Pronto estuvieron todos sentados juntos. El objetivo era hablar sobre lo que deberían hacer a continuación, pero la realidad era que no tenían nada que decir. Los cuatro se quedaron con la vista clavada en el suelo sin pronunciar palabra. Por alguna razón, Thomas no podía quitarse a Janson de la cabeza. ¿Volver con ellos de verdad podía ser un modo de salvar a Newt? Todas las partes de su cuerpo se rebelaban contra la idea de regresar a CRUEL, pero si volvían atrás y era capaz de completar la prueba…

Minho rompió el sombrío silencio:

—Quiero que me escuchéis los tres —se tomó un momento para mirar a cada uno de ellos y luego continuó—: Desde que nos escapamos de CRUEL, he aceptado cualquier cosa que hayáis dicho de hacer, gilipullos.
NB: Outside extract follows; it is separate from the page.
PR #194, opened 2021-03-11
[13.0][IMP] shopfloor: checkout, use of delivery packages

sebalix:
<s>PR based on https://github.com/OCA/wms/pull/193, only the two last commits are relevant.</s>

Y no me he quejado. Mucho —le dedicó a Thomas una sonrisa irónica—. Pero ahora mismo voy a ser yo el que tome la decisión y vosotros los que hagáis lo que yo diga. Y si alguien se niega, que os den.

Thomas sabía lo que quería su amigo y se alegraba.

—Sé que tenemos en mente metas más importantes —continuó Minho—. Tenemos que ponernos en contacto con el Brazo Derecho, saber qué vamos a hacer respecto a CRUEL y toda esa clonc de salvar el mundo. Pero antes vamos a ir a buscar a Newt. Aquí no hay discusión posible. Los cuatro, todos nosotros, volaremos a donde haga falta para sacar a Newt de allí.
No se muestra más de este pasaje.